> INSTRUCTIONS TO FOLLOW:
Look for the word "button" in the records, and copy each line where it appears.

====

PR #626, opened 2015-07-26
BUGFIX: Edited spikes_diagnosis to be able to run on single spectra

### LINKED ISSUE #625: BUG: Spikes removal tool crashes when run on a single spectrum
When running on just a single spectrum, the spikes removal tool will crash when generating the derivative histogram. This is due to an overzealous flattening of the data array, which results in trying to plot a single-valued array as a histogram.

jat255:
Resolves #625.

Added little check to see if signal is one dimensional. If so, plot a histogram of the data without flattening.

I tested this out some and it didn't seem to break anything else, but I'd be happy to incorporate any other suggestions.


hyperspy/_signals/spectrum.py
```diff
@@ -84,7 +84,10 @@ def _spikes_diagnosis(self, signal_mask=None,
             dc = dc[~navigation_mask, :]
         der = np.abs(np.diff(dc, 1, -1))
         plt.figure()
-        plt.hist(np.ravel(der.max(-1)), 100)
+        if len(dc.shape) == 1:
```
francisco-dlp: Good. Actually, taking the max is there in order to decrease the burden on the `hist` function when using the tool on a large number of spectra. However, it's probably not needed (and actually counterproductive) when the number of spectra (n) is below 1000. Here you fix the corner case n =1, but one can argue that this is also broken (although it doesn't raise an exception) for n < 100. So what about:

```python

n = (~navigation_mask).sum() if navigation_mask else self.axes_manager.navigation_size
if n < 1000:
    plt.hist(der, 100)
else:
    plt.hist(np.ravel(der.max(-1)), 100)

```

Also, now that we're at this, it might be worth to replace matplotlib's `hist` with hyperspy's `get_histogram` which actually uses astroML code to automatically determine the number of bins. By default it uses the freedman rule (which is probably a good choice for the purpose), but there is also the option of using non-uniform bin sizes.

to266:
@jat255 , if you could PR this to the 0.8.x branch for tomorrow (including any fixes that you agree with that @francisco-dlp made), that would be great. If you don't have the time to do it, I suggest changing the milestone :)

hyperspy/_signals/spectrum.py
jat255: > So what about:

I like this implementation. I'll be committing a change shortly to match it. I did find in my testing however, that even with a threshold of `n<200`, plotting the bare histogram is not very useful. 

Here are some plots from an EELS spectrum image with `n = 164`. Are these more useful than the "max" histogram? It's hard for me to say.

histogram with bins blocks
histogram with bins freedman
histogram with bins scotts
histogram with bins knuth
histogram with bins 500
histogram with bins 100

francisco-dlp: Could you send the same figures with the max histogram so that we can compare? Also, are there spikes in the data?

jat255: For reference, here's the same data with the threshold changed to `n < 100`. I almost think this is more useful.

Here's a link so I'm not spamming the PR with tons of images:
https://imgur.com/a/SFrTl

francisco-dlp: Are there spikes in your data?

jat255: That's a good point... Not really! I added some:
spike1
spike2

Tests incoming...

jat255: Ok, new histograms: https://imgur.com/a/AfpK6

You can see that since there are just a few spikes, the overall scale of the plot is dominated by the "no spikes" region that is so tall, making it hard to see the spiked points. They are slightly visible in the current implementation (first image), and in a lot of the `get_histogram` methods, they are not visible at all due to the binning.

to266: Change the `counts` scale to log? Should make it considerably more obvious.

francisco-dlp: That's a good point.  I have just realised that, when using the tool I
always zoom in to look for spikes so, why not doing it automatically?
Xould using log y-axis or setting upper y limit to the 10th percentile
help with this?

jat255: Here's how it looks with the semilog scale on Y:
https://imgur.com/a/49XnJ#2

I'll set the ylimit and upload those as well

jat255: The 10th percentile didn't seem to work (on this data set, at least). I'm thinking it could be made more robust if the y limit is set as some function of how many spectra are in the image?

I have to run to a meeting, but here is the code that I've been testing with:

```python
for i in ['scotts', 'freedman', 100]:
    sig = s
    navigation_mask = None
    dc = sig.data
    der = np.abs(np.diff(dc, 1, -1))
    n = ((~navigation_mask).sum() if navigation_mask else
                 sig.axes_manager.navigation_size)
    if n < 200:
        tmp = signals.Signal(der)
        tmph = tmp.get_histogram(bins=i, range_bins=(0.9 * tmp.data.min(), 1.1 * tmp.data.max()))
        ylim = np.max(tmph.data) * 0.1
    else:
        tmp=signals.Signal(np.ravel(der.max(-1)))
        tmph = tmp.get_histogram(bins=i)
        ylim = np.max(tmph.data) * 0.1
    tmph.metadata.General.title = "LogY histogram with bins = " + str(i)
    tmph.plot()
    plt.xlabel('Threshold')
    plt.ylabel('Counts')
    plt.gca().set_title(tmph.metadata.General.title)
    plt.gca().set_ylim(0,(sig.axes_manager.navigation_size * sig.axes_manager.signal_size) * 0.000001)
   # plt.gca().set_yscale('log')
  #  plt.gcf().savefig('C:\\tmp\\2-reg_log_' + tmph.metadata.General.title + '.png')

```

to266: I think by just changing the `ylim` to -1 it should be good enough. Remember this is in log scale still, so leaving it as 0 just cut off any bins with just one count (you can _barely_ see them in the figures you attached... in some cases at least).

francisco-dlp: Thinking about this a bit more, most spikes will show as low count 
outliers (rarely anything about 5 at the current number of bins) at the 
right of the histogram. The problem is to set the default y range so 
that the user doesn't need to zoom in to see them and estimate the 
suitable threshold. So, what about a simple solution like setting the 
top y limit to something like 30 if the highest bin is above 30?

jat255:
I liked the logarithmic approach and as @to266 suggested, setting the minimum to `10 ** -1` makes it so you can see all the spikes fairly clearly. This code uses the `get_histogram()` method with the default settings to get the data to plot. I also changed the labels on the plot a little and the styling. Without any styling, the histogram looks like any other plot, so I thought some distinction might be in order. If there is any opposition, I can change it to be just a regular-looking plot though, no problem.

Here's what it produces on my test data from before:

Single spectrum:
hist_single-spectrum

Area spectrum:
hist_area-spectrum

Area spectrum with no spikes:
hist_area-spectrum_after removal

jat255:
If this looks okay, I'll go ahead and close this PR and open a new one against `0.8.x`

jat255:
Closing to reopen against 0.8.x

PR #629, opened 2015-07-27
Enh sort find peaks1 d ohaver results

magnunor:
Previously they were mostly returned sorted as a function of
position, however in certain cases they would be sorted in
a semi-random fashion. This could potentially lead to unexpected
behaviours.


to266:
Looks good, if you could PR to the 0.8.x branch instead, I'll merge it

magnunor:
https://github.com/hyperspy/hyperspy/pull/634

Issue #628, opened 2015-07-27
spectrum.find_peaks1D_ohaver() when a datapoint is zero


magnunor:
The following code with [this](http://folk.ntnu.no/magnunor/r4535h4t35345nh43n5h43tn5h34tn5h34/dataset.hdf5) dataset does not work:

> s = load("dataset.hdf5")
> s.find_peaks1D_ohaver()

It causes a `hyperspy/misc/spectrum_tools.py:133: RuntimeWarning: divide by zero encountered in log10` and the terminal becomes unresponsive. And HyperSpy uses 100% of one of the CPU cores.

The following works:

> s = load("dataset.hdf5")
> s.data = s.data + 0.0000001
> s.find_peaks1D_ohaver()

francisco-dlp:
Thank you for reporting this bug. Is anybody available to work on this before the 0.8.1 release?

vidartf:
I had a look at the offending code, and have to say I'm not able to follow it. From the docstring this code seems like it has been lifted from somewhere else, perhaps we should look around and check whether there is an existing fix at the source?

francisco-dlp:
@vidartf, I think that the original author of the code, @msarahan, translated the code from the MATLAB code that can be found [here](http://terpconnect.umd.edu/~toh/spectrum/PeakFindingandMeasurement.htm). Those were HyperSpy's early days. Today I would inclined to think that a peak finding routine does not belong to HyperSpy. Of course the same can be said of many parts of the code and, indeed, if we're serious about seeking adoption from beyond the EM community, we should start considering splitting HyperSpy into separate projects. For example: io plugins to a Python microscopy file format repository, EELS code to an EELS repository etc...

magnunor:
This fixes it for my dataset at least: https://github.com/magnunor/hyperspy/commit/3957ea6d907e03daa4714baa965ba55e0669ddf9

But I think we should use something from scipy/skimage/... instead for future versions.

PR #630, opened 2015-07-29
Bugfix for find_peaks1D_ohaver() when a datapoint is zero

magnunor:
Bugfix for https://github.com/hyperspy/hyperspy/issues/628

Send it to 0.8.x?

- [x] Unit test


magnunor:
I added a test, but if the bug occurs the nosetest will basically "hang". I tried this: http://stackoverflow.com/questions/6548496/making-nose-fail-slow-tests but that didn't work either

francisco-dlp:
Moved this to 0.8.2.

francisco-dlp:
@magnunor, could you base this on 0.8.x and resubmit the PR there in time for the 0.8.3 release?

Beside, wouldn't masking the zero values for the fitting step be a more robust fix to the issue, for example by editing line 139 as follows:

```python
yynz = yy != 0
coef = np.polyfit(
                          xxf[yynz], np.log10(np.abs(yy[yynz])), 2)

```

magnunor:
I'll fix this later today.

magnunor:
I rebased this to the current master, and changed the mechanism to your suggestion @francisco-dlp, which seems to be working.

For the future we should think about replacing this function, as discussed here: https://github.com/hyperspy/hyperspy/issues/711

vidartf:
@magnunor: Could you rebase to the 0.8.x branch and resubmit there?

vidartf:
Also, the travis build fails since the test code uses `from hyperspy.hspy import load` instead of `hyperspy.api`.

magnunor:
https://github.com/hyperspy/hyperspy/pull/870

PR #631, opened 2015-07-29
ENH: alignXD() expand keyword

vidartf:
Previously `Signal.align2D()` and `Signal.align1D()` had the options to either crop the image, or leave it untouched. This PR adds a keyword `expand`, which causes the data to be expanded to fill the aligned data. In this way, none of the original data is lost, but a lot of the data set will now be filled with the fill value.

### TODO:
 - [x] Implementation
 - [x] Docstrings
 - [x] Tests


vidartf:
Not sure why coveralls is so moody, but if anything the coverage should go up for this PR as I've added tests for `Signal.align2D()` which was previously missing.

to266:
I have change the milestone to 0.9 for now. If you want it included in the tomorrow release, please PR to the 0.8.x branch and change the milestone. I'll review the code shortly

hyperspy/tests/signal/test_1D_tools.py
```diff
@@ -48,56 +48,71 @@ def setUp(self):
         self.spectrum = s
 
     def test_estimate_shift(self):
-        s = self.spectrum
+        s = self.spectrum.deepcopy()
```
to266: I don't thing the `deepcopy` here (and a couple more times later) is required. The `setUp` is run before every test anyway, to ensure that identical starting conditions are created.

hyperspy/tests/signal/test_1D_tools.py
```diff
@@ -48,56 +48,71 @@ def setUp(self):
...
-        nose.tools.assert_equal(s.axes_manager._axes[1].scale, self.scale)
+        nt.assert_equal(s.axes_manager._axes[1].scale, self.scale)
+
+    def test_align_expand(self):
+        s = self.spectrum.deepcopy()
+        s.align1D(expand=True)
+
+        # Check the numbers of NaNs to make sure expansion happened properly
+        Nnan = self.ishifts.max() - self.ishifts.min()
+        Nnan_data = np.sum(1*np.isnan(s.data), axis=1)
```
to266: I don't think the multiplication is required here

vidartf:
Don't want this for 0.8.1 since it's so close to release, although we might consider it for 0.8.2 if we're doing that.

to266:
Sure, whatever you feel like. Though the two minor comments and the wrong branch are the only reasons why I did not merge.

hyperspy/tests/signal/test_1D_tools.py
vidartf: Strictly not necessary, but done for increased readability. Keep or remove?

hyperspy/tests/signal/test_1D_tools.py
vidartf: Should be fixed.

hyperspy/tests/signal/test_1D_tools.py
to266: I would remove. Your call

vidartf:
Should be ready to merge.

PR #410, opened 2014-12-05
ENH: Added only_current checkbox to ComponentFit

vidartf:
Added a only_current option for the ComponentFit traitsui view.
Implemented it using the CheckListEditor as I could make the label come
on the right of the tickbox, instead of having the label screw up the
layout.

Useful shortcut if you're fitting interactively.

PR #638, opened 2015-07-31
ENH: Added only_current option to ComponentFit

vidartf:
Added a only_current option for the ComponentFit traitsui view.
Implemented it using the CheckListEditor as I could make the label come on the right of the tickbox, instead of having the label screw up the layout.

Useful shortcut if you're fitting interactively (although it could greatly benefit from not replotting during multifit).

Resubmit of #410


to266:
Looks good to me. 

The only strange behaviour I noticed is that "OK" button is essentially "Fit + Close". So if you have a large dataset that takes a minute to fit, run the fit on all pixels first (i.e. `only_current` unchecked) and then want to close the thing, it fits everything again. 

I would prefer to instead have a "close" button at the bottom (essentially just renaming the "cancel") and remove "OK". That might be too many changes at once and with such short time-frame, though. 

if @francisco-dlp agrees, I suggest merging

francisco-dlp:
I agree with @to266 comments. I'll move this to 0.9 and wait for @vidartf to reply.

francisco-dlp:
Sorry, I meant 0.8.2

vidartf:
> I noticed is that "OK" button is essentially "Fit + Close"

This has always been the case, it is simply more apparent when Fit action takes longer. However, I agree that the proposed alternative is better, so I'll push some fixes for that shortly.

vidartf:
Fix pushed, ready for review.

to266:
Looks good, however I guess we'll merge after the 0.8.1 release (unless you want it included after all).

I've never used the `fit_component` myself, what is the usual use-case for it? My first impression is that it would also be useful to enable/disable adjusting position of the component when fitting (in addition to being able to select the range of energies the fit is performed on).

====

> ANSWER BOX:
The only strange behaviour I noticed is that "OK" button is essentially "Fit + Close". So if you have a large dataset that takes a minute to fit, run the fit on all pixels first (i.e. `only_current` unchecked) and then want to close the thing, it fits everything again. 
I would prefer to instead have a "close" button at the bottom (essentially just renaming the "cancel") and remove "OK". That might be too many changes at once and with such short time-frame, though. 
> I noticed is that "OK" button is essentially "Fit + Close"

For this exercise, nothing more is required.